Given data: Begin

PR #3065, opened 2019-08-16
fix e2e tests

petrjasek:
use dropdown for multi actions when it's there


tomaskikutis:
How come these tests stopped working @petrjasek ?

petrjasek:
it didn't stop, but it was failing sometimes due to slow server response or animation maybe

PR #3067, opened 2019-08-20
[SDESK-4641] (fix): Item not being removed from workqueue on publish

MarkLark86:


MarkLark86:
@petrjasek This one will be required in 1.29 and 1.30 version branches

Given data: End
Given data: Begin

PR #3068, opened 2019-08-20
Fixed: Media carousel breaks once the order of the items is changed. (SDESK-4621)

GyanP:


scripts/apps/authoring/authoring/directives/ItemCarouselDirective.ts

Given data: End

▶ **Exercise objective**
Return all lines of the data in which the string "tests" appears.

▶ **Answer section**
fix e2e tests
How come these tests stopped working @petrjasek ?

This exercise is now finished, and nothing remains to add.